Exercise directions:
All lines in the data bearing the string "maybe" should be identified and copied.

Data excerpts:
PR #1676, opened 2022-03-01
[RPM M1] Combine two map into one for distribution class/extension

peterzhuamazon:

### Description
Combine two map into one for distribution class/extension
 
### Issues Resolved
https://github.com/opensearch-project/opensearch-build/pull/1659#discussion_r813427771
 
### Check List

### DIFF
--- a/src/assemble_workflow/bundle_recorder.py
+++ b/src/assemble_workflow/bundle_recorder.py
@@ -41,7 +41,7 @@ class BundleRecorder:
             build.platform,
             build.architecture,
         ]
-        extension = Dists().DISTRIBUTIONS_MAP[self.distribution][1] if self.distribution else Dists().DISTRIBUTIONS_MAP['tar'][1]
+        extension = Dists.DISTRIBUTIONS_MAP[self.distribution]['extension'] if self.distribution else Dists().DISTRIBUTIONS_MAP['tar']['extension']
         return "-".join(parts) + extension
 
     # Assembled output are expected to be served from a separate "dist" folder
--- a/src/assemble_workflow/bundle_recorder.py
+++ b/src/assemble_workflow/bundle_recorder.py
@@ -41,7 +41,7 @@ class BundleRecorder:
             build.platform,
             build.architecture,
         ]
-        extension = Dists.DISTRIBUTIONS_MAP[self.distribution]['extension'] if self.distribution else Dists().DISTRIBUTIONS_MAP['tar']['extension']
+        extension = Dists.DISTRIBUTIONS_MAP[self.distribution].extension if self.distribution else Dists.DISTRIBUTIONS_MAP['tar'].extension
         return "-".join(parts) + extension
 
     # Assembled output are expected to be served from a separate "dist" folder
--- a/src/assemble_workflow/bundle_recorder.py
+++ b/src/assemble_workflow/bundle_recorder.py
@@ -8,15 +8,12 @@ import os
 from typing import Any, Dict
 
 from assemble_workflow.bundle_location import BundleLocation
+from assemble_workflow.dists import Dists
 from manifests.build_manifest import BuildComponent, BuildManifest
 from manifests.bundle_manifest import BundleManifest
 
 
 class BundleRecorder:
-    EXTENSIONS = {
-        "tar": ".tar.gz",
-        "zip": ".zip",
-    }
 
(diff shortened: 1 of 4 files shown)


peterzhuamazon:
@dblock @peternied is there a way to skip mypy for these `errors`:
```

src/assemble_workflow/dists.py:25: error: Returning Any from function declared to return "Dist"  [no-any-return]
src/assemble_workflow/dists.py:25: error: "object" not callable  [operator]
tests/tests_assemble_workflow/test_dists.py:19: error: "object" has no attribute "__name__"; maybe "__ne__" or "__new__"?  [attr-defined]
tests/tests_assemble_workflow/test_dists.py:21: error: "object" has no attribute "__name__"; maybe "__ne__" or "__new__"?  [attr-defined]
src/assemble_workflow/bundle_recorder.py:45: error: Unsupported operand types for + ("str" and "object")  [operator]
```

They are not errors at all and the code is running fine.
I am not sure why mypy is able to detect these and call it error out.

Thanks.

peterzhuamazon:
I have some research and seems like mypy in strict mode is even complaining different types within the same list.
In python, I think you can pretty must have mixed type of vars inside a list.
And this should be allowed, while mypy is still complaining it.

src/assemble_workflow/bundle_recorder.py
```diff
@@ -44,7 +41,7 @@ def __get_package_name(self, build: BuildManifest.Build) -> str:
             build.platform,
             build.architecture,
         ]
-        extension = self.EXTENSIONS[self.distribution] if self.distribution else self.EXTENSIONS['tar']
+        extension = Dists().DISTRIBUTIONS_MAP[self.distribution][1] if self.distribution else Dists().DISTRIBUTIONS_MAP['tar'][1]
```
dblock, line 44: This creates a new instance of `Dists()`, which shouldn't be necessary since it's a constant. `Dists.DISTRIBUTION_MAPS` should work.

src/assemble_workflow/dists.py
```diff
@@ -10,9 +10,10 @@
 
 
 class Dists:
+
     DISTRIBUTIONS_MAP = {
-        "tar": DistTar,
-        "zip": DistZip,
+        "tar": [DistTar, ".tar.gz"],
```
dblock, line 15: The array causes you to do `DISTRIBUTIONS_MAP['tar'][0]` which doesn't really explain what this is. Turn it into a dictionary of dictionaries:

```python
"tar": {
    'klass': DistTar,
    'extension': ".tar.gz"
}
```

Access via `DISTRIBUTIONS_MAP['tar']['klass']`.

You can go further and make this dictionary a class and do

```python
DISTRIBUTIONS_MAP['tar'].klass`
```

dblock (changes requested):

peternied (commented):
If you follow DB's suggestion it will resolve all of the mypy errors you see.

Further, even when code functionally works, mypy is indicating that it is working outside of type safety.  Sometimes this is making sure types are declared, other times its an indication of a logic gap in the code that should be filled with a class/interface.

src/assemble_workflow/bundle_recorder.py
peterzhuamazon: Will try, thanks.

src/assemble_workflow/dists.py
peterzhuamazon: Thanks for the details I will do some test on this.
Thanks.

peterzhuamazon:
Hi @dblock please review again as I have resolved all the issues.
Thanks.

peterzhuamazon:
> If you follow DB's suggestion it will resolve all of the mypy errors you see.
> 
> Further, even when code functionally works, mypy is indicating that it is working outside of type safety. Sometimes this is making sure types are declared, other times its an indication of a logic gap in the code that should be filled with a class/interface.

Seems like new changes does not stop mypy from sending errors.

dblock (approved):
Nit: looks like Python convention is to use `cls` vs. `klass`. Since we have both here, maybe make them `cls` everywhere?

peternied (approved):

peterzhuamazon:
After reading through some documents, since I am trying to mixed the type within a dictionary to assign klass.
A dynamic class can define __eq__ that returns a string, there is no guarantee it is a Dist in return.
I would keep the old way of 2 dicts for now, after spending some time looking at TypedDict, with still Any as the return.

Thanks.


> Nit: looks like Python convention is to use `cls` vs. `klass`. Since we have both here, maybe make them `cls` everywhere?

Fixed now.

---

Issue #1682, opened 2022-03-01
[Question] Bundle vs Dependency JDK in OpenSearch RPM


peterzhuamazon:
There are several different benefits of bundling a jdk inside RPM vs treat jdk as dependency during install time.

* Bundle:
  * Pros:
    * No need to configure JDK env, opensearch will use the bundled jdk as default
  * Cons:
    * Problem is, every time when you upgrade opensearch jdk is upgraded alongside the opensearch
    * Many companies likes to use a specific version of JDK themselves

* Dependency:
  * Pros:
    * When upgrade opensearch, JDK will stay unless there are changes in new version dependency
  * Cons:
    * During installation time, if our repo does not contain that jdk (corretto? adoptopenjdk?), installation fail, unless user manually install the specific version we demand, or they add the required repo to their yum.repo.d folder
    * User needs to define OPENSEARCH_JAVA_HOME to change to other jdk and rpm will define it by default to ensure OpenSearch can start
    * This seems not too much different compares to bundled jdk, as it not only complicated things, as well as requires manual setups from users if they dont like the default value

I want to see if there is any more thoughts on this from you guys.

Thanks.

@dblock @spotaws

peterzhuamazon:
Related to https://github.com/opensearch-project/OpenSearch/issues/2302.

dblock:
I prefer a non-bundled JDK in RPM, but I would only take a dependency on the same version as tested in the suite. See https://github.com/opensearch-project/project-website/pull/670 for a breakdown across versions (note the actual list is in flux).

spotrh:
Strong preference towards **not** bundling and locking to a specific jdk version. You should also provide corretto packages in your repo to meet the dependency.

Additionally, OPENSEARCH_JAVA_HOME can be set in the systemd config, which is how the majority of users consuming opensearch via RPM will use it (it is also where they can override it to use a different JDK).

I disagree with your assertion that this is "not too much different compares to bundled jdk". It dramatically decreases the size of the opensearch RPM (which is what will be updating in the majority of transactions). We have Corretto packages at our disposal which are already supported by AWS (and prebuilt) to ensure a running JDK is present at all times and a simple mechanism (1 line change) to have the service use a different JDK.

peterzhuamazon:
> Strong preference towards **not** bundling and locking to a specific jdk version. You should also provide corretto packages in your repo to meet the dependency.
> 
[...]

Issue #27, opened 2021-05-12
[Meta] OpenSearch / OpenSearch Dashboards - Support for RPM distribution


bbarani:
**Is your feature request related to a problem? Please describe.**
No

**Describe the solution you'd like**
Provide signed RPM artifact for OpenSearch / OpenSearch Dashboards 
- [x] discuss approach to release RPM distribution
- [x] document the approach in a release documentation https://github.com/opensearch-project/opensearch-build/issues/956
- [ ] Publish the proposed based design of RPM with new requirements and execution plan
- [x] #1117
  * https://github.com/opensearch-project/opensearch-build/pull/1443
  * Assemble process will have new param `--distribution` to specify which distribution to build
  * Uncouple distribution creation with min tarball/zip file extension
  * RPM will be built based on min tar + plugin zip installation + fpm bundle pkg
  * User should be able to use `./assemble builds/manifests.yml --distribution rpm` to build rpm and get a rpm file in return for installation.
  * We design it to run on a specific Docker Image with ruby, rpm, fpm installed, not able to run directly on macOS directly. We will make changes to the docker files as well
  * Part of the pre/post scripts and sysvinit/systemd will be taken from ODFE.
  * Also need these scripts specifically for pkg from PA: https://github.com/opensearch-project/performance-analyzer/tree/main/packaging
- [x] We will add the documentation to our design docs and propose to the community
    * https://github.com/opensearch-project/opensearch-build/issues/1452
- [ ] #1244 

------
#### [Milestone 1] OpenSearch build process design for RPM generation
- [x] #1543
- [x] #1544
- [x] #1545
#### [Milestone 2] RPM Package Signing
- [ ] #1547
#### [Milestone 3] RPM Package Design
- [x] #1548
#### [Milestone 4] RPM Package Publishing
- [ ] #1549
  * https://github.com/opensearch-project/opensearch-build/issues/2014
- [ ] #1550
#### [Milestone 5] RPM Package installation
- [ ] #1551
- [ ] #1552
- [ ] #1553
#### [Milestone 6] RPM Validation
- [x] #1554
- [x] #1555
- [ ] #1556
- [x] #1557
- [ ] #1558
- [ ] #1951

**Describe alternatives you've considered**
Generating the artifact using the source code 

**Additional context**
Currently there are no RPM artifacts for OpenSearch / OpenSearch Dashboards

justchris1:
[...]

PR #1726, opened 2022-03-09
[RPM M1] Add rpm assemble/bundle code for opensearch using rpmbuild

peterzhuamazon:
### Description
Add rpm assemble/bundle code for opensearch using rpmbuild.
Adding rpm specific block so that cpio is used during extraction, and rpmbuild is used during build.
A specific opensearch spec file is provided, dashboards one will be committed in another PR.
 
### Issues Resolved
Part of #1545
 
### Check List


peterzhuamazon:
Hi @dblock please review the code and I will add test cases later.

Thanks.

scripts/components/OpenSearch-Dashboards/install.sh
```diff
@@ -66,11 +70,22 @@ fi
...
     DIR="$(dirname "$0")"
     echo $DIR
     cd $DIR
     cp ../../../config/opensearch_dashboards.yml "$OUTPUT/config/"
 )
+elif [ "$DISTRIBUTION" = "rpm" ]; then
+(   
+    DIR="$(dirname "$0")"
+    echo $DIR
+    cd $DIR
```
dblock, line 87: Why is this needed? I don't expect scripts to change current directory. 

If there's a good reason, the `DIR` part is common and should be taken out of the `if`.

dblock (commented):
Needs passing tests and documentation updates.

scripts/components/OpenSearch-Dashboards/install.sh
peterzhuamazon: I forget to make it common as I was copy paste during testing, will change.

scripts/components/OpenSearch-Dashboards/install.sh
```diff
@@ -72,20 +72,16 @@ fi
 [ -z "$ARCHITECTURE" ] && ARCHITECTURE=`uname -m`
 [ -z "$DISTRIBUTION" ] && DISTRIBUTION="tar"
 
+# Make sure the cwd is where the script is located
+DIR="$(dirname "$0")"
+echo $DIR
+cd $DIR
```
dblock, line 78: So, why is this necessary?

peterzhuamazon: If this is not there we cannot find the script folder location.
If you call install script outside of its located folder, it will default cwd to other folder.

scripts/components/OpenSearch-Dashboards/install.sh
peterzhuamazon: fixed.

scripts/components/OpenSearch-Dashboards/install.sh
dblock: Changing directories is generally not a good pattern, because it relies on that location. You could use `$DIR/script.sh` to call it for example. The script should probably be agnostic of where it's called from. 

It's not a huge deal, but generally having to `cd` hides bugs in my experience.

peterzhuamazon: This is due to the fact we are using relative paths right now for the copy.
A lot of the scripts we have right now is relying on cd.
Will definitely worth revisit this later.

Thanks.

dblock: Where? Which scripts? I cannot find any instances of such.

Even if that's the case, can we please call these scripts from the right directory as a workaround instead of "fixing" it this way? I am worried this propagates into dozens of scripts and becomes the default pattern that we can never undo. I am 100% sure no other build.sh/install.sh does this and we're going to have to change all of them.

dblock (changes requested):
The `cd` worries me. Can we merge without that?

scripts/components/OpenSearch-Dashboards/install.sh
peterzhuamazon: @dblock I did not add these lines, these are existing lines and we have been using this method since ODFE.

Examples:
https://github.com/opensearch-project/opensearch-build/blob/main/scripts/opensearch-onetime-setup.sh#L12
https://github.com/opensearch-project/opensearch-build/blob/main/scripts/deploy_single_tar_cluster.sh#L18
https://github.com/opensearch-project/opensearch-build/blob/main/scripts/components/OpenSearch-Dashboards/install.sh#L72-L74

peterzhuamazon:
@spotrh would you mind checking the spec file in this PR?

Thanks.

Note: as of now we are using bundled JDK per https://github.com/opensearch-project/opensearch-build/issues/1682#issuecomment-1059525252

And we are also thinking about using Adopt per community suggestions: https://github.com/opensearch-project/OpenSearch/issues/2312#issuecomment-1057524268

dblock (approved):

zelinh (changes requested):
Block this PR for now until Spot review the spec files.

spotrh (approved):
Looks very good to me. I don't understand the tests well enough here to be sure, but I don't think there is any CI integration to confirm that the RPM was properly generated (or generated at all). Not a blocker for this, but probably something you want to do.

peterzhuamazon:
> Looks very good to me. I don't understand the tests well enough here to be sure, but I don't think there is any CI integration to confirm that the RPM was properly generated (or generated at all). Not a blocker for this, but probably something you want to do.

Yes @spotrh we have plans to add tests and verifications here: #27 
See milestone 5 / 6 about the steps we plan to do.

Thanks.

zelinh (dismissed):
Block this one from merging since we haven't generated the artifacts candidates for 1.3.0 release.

Solution below:
tests/tests_assemble_workflow/test_dists.py:19: error: "object" has no attribute "__name__"; maybe "__ne__" or "__new__"?  [attr-defined]
tests/tests_assemble_workflow/test_dists.py:21: error: "object" has no attribute "__name__"; maybe "__ne__" or "__new__"?  [attr-defined]
Nit: looks like Python convention is to use `cls` vs. `klass`. Since we have both here, maybe make them `cls` everywhere?
> Nit: looks like Python convention is to use `cls` vs. `klass`. Since we have both here, maybe make them `cls` everywhere?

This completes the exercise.